Last night I was talking with a good friend of mine, who had told me that her parents were arguing very loudly, and her father was talking about how he wanted to get a divorce.
Knowing that she AT LEAST believes in God (which puts her farther along the road than most), I told her to pray the Rosary. Apparently she did, and after doing 1 decade and finishing off the Rosary (because she didn't know she was supposed to do 5 decades), her parents suddenly stopped fighting. I thought this to be miraculous, if not a very strange coincidence, but then I was met with her doubt. I asked her if she trusted in Our Lady and she said no, and: "If I had done this (x) minutes earlier, nothing would have happened". This is the kind of attitude that she has with God.
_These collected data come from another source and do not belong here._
PR #948, opened 2024-09-03
chain: match on new bitcoind v28.0 errors

guggero:
An error message was renamed in https://github.com/bitcoin/bitcoin/pull/30212.

We should probably start matching on the [`reject-reason`](https://github.com/bitcoin/bitcoin/blob/4c526f575cde43cc49c0236f4d2b15a5fbb6d7ab/src/rpc/mempool.cpp#L146) returned by `testmempoolaccept` RPC instead, as that's less likely to change in the future.

### DIFF
--- a/chain/bitcoind_client.go
+++ b/chain/bitcoind_client.go
@@ -233,6 +233,15 @@ func (c *BitcoindClient) MapRPCErr(rpcErr error) error {
 		}
 	}
 
+	// Perhaps the backend is a newer version of bitcoind, try to match it
+	// against the v28.0 and later errors.
+	for btcdErr, matchedErr := range Bitcoind28ErrMap {
+		// Match it against btcd's error.
+		if matchErrStr(rpcErr, btcdErr) {
+			return matchedErr
+		}
+	}
+
 	// If not matched, return the original error wrapped.
 	return fmt.Errorf("%w: %v", ErrUndefined, rpcErr)
 }
--- a/chain/errors.go
+++ b/chain/errors.go
@@ -337,6 +337,14 @@ func (r RPCErr) Error() string {
 	return "unknown error"
 }
 
+// Bitcoind28ErrMap contains error messages from bitcoind version v28.0 (and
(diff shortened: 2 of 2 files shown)


Roasbeef (commented):
Re using reject reason instead, we _do_ use that, as we pass it in to this `MapRpcErr` function: https://github.com/lightningnetwork/lnd/blob/e8c5e7d5ce4b79117ef9ab497745fea3a1bffb36/lnwallet/btcwallet/btcwallet.go#L1280

yyforyongyu:
I think this works, but like laolu said we already do the mapping over `reject-reason`. If we believe this field is less likely to be changed, what we can do instead is to always do a `testmempoolaccept` check in `SendRawTransaction` here since we can assume once it's the `bitcoind` backend this RPC must be supported.

guggero:
I was confused about this too... So I did some digging and we _do_ match on `reject-reason`. _BUT_ we have a special case where we still publish the transaction, even when `testmempoolaccept` returns `false`: https://github.com/lightningnetwork/lnd/blob/cc9e2b783ec983fbe3995d47d31898aa122b11c8/lnwallet/btcwallet/btcwallet.go#L1302

And in that case we then get the new error message, which we need to map as well.
So I think we still need this, cc @yyforyongyu @Roasbeef.

yyforyongyu:
> I was confused about this too... So I did some digging and we _do_ match on `reject-reason`. _BUT_ we have a special case where we still publish the transaction, even when `testmempoolaccept` returns `false`: https://github.com/lightningnetwork/lnd/blob/cc9e2b783ec983fbe3995d47d31898aa122b11c8/lnwallet/btcwallet/btcwallet.go#L1302

Yeah we do call publish tx even if there's an error in `lnd`,  to put the tx label in the db...we may need to fix it there, meanwhile this should be good to go.

Roasbeef:
Ahh yeh, we call again just to insert it as a label...

Roasbeef (approved):
LGTM 🎻

PR #950, opened 2024-09-11
Update bbolt to latest release

### LINKED ISSUE #949: Unable to create a new wallet
Running master branch:

```
$ btcwallet --usespv -u jrick -P banana --testnet --create
Enter the private passphrase for your new wallet: 
Confirm passphrase: 
Do you want to add an additional layer of encryption for public data? (n/no/y/yes) [no]: 
Do you have an existing wallet seed you want to use? (n/no/y/yes) [no]: 
Your wallet generation seed is:
378610a42da8f3339155aed68c00f889c35fd6f21a62193bced79704797eabf6
IMPORTANT: Keep the seed in a safe place as you
will NOT be able to restore your wallet without it.
Please keep in mind that anyone who has access
to the seed can also restore your wallet thereby
giving them access to all your funds, so it is
imperative that you keep it in a secure location.
Once you have stored the seed in a safe and secure location, enter "OK" to continue: OK
Creating the wallet...
Unable to create wallet: function not implemented
```

Surely I'm not the first to notice this...?

jrick:
This fixes btcwallet on OpenBSD.  Previously, any bbolt methods would error with "function not implemented".

Fixes #949.

### DIFF
--- a/go.mod
+++ b/go.mod
@@ -44,7 +44,7 @@ require (
 	github.com/pmezard/go-difflib v1.0.0 // indirect
 	github.com/rogpeppe/go-internal v1.12.0 // indirect
 	github.com/stretchr/objx v0.5.2 // indirect
-	go.etcd.io/bbolt v1.3.7 // indirect
+	go.etcd.io/bbolt v1.3.11 // indirect
 	golang.org/x/sys v0.19.0 // indirect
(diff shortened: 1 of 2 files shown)


Roasbeef (approved):
LGTM 🦜

PR #958, opened 2024-10-07
waddrmgr: fix lock order in importScriptAddress

JssDWt:
First of all, the code between the scoped manager and the root manager needs a full rewrite. The lock orders are unmanageable. This PR fixes a potential deadlock (seen on Breez), but it doesn't fix the underlying issue here. The main problem is the locks between scoped manager and the root manager are taken in different orders. Sometimes root manager first, then scoped manager, sometimes the other way around. 

For this PR the decision is to never lock the root manager inside a scoped manager lock. This PR only fixes a single occurence of this issue, there are more occurences elsewhere.

This PR has been in production for a swap server for Breez for a few months now and fixes our deadlock occurrences.

### DIFF
--- a/waddrmgr/scoped_manager.go
+++ b/waddrmgr/scoped_manager.go
@@ -2200,7 +2200,12 @@ func (s *ScopedKeyManager) importScriptAddress(ns walletdb.ReadWriteBucket,
 	error) {
 
 	s.mtx.Lock()
-	defer s.mtx.Unlock()
+	unlockNeeded := true
+	defer func() {
+		if unlockNeeded {
+			s.mtx.Unlock()
+		}
+	}()
 
 	// The manager must be unlocked to encrypt the imported script.
 	if isSecretScript && s.rootManager.IsLocked() {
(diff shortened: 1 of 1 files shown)


waddrmgr/scoped_manager.go
```diff
@@ -2324,6 +2321,20 @@ func (s *ScopedKeyManager) importScriptAddress(ns walletdb.ReadWriteBucket,
 	// Add the new managed address to the cache of recent addresses and
 	// return it.
 	s.addrs[addrKey(scriptIdent)] = managedAddr
+
+	if updateStartBlock {
+		// Now that the database has been updated, update the start block in
```
guggero, line 2326: nit: line is slightly over 80 characters if a tabulator size/width of 8 spaces is used.

waddrmgr/scoped_manager.go
```diff
@@ -2324,6 +2321,20 @@ func (s *ScopedKeyManager) importScriptAddress(ns walletdb.ReadWriteBucket,
...
+		// memory too if needed. Ensure the manager lock goes outside the scoped
+		// manager lock.
+		s.mtx.Unlock()
```
guggero, line 2329: Since we're releasing the lock here, it's possible for a second/parallel call to `importScriptAddress` to come in and potentially progress to the `if bs.Height < s.rootManager.syncState.startBlock.Height` check before the below is updated, similar to how we could end up with duplicated addresses in https://github.com/lightningnetwork/lnd/issues/8697. BUT, since we're just increasing the start block, the worst that could happen is that this write would happen twice. So IMO an acceptable solution until we do a full rewrite of this logic (which I agree is definitely necessary at some point).

guggero (approved):
LGTM :tada:

PR #964, opened 2024-11-12
chain: make sure to `WaitForShutdown`

yyforyongyu:
Simple fix - looks like we forgot to call `WaitForShutdown` and, add a nil bucket check which was found panic in one of `lnd`'s itests.

### DIFF
--- a/chain/btcd.go
+++ b/chain/btcd.go
@@ -242,6 +242,7 @@ func (c *RPCClient) Stop() {
 	default:
 		close(c.quit)
 		c.Client.Shutdown()
+		c.Client.WaitForShutdown()
 
 		if !c.started {
 			close(c.dequeueNotification)


guggero (approved):
Thanks for the fixes, LGTM :tada:

wallet/chainntfns.go
```diff
@@ -242,6 +247,9 @@ func (w *Wallet) handleChainNotifications() {
 // the passed block.
 func (w *Wallet) connectBlock(dbtx walletdb.ReadWriteTx, b wtxmgr.BlockMeta) error {
 	addrmgrNs := dbtx.ReadWriteBucket(waddrmgrNamespaceKey)
+	if addrmgrNs == nil {
+		return fmt.Errorf("%w: empty waddrmgr bucket", ErrEmptyBucket)
+	}
```
ellemouton, line 252: hmmm wondering how this can be nil if it is always created on DB construction via the `create` function. It's also used in many other places without first doing a nil check. So if we can determine why it can be nil here, then those would also need to be updated?

ellemouton: maybe the lnd itest panic reveals some info re the path taken here?

yyforyongyu: good question - should have kept the logs back then. This was seen in postgres, that somehow there's a goroutine accessing this data during shutdown, yet I guess the data was already GCed at the moment. Now that you mention it I think we should just let it happen and then decide what was the cause there, removed.

ellemouton (approved):
lgtm! 🤖

PR #967, opened 2024-11-25
waddrmgr: fix deadlock

aakselrod:
This PR fixes a deadlock caused by methods of `ScopedManager` read-locking the root manager for `WatchOnly()` and `Locked()` calls while the `ScopedManager` itself is locked. This is the reverse order from the normal way of taking locks, but has been hidden by the fact that DB transactions have never happened in parallel until the upcoming postgres changes in LND.

See discussion [here](https://github.com/lightningnetwork/lnd/pull/9242#issuecomment-2495544838) for more details.

The first commit updates a test to cause this failure. The following commits, pushed after CI completes/tests fail, contain the fix.

### DIFF
--- a/waddrmgr/scoped_manager.go
+++ b/waddrmgr/scoped_manager.go
@@ -447,7 +447,7 @@ func (s *ScopedKeyManager) loadAccountInfo(ns walletdb.ReadBucket,
 
 	// The wallet will only contain private keys for default accounts if the
 	// wallet's not set up as watch-only and it's been unlocked.
-	watchOnly := s.rootManager.watchOnly()
+	watchOnly := s.rootManager.WatchOnly()
 	hasPrivateKey := !s.rootManager.isLocked() && !watchOnly
 
 	// Create the new account info with the known information. The rest of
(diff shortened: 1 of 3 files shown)


waddrmgr/scoped_manager.go
```diff
@@ -775,9 +775,7 @@ func (s *ScopedKeyManager) deriveKeyFromPath(ns walletdb.ReadBucket,
 func (s *ScopedKeyManager) chainAddressRowToManaged(ns walletdb.ReadBucket,
 	row *dbChainAddressRow) (ManagedAddress, error) {
 
-	// Since the manger's mutex is assumed to held when invoking this
```
aakselrod, line 778: I feel like using `atomic.Bool` is safer than just not using the mutexes at all but if you disagree, please let me know and I'll change the rest of the code to do it this way. @guggero @Roasbeef

yyforyongyu: yeah I like `atomic.Bool` - unless there is a set of states must be updated together I always prefer using it as it's way cheaper. And I think it makes sense to use it here.

guggero (approved):
Nice find, LGTM :tada:

losh11:
We found some other places where locking was broken, see:
https://github.com/ltcsuite/ltcwallet/commit/69d6e9a93b5a61625c19043367fe4a4ad2acffb9
https://github.com/ltcsuite/ltcwallet/commit/6570a36a5fa0d5c0490364b4b5867942e42a031b

guggero:
@aakselrod would you have time to create a PR from the two commits linked above?

guggero:
Thanks for the hint, @losh11. Though I took a quick look at the two commits and it looks like the way @aakselrod fixed the code in this PR (turning `watchingOnly` and `locked` of the root manager into `atomic.Bool` values instead of locking the whole root manager), that should eliminate a whole class of potential deadlocks.
Didn't have time to look into things more deeply though.

I merged the two commits and rebased/fixed them for `btcwallet` here: https://github.com/guggero/btcwallet/tree/more-locking (in case anyone wants to take a closer look).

Every time I try to discuss the faith with her in any way, she takes it as though I'm trying to show how much more Catholic I am than her. I told her she should pray the Rosary more often, and she answers with "I don't pray as intensely as you". In the past, I've told her she should go to the mass, confess and so on. She makes it quite clear that she doesn't "need" the sacraments and that she has God by her side. When she told me that she prayed to her grandparents in heaven, I told her that she shouldn't do that when she doesn't know if they're in heaven, because it's not at all like praying to saints. She then answers with "they were more religious than you", as if that somehow adds anything to the discussion.
*sigh*
I just don't get it. This girl is so depressed in many ways and I want to help her by actually bringing her to the Church, but she won't listen. She seems to have her own brand of pseudo-spirituality that you CANNOT break through with any kind of reasoning. She's also the kind of teenager that won't listen to any speech longer than 5 minutes, and will not read anything more than 3 paragraphs because it's always too long for her. Sometimes, I wonder if these people don't want to convert to Catholicism, simply because they think it's difficult. As much as I would like to, I cannot condense 2000 years of the one true faith in a couple of sentences.
Please counsel me my fellow CI members. What do you believe I should do besides pray? Maybe I'm just thinking wishfully, but I truly believe that I can get through to her somehow, and then only God will be able to do the rest.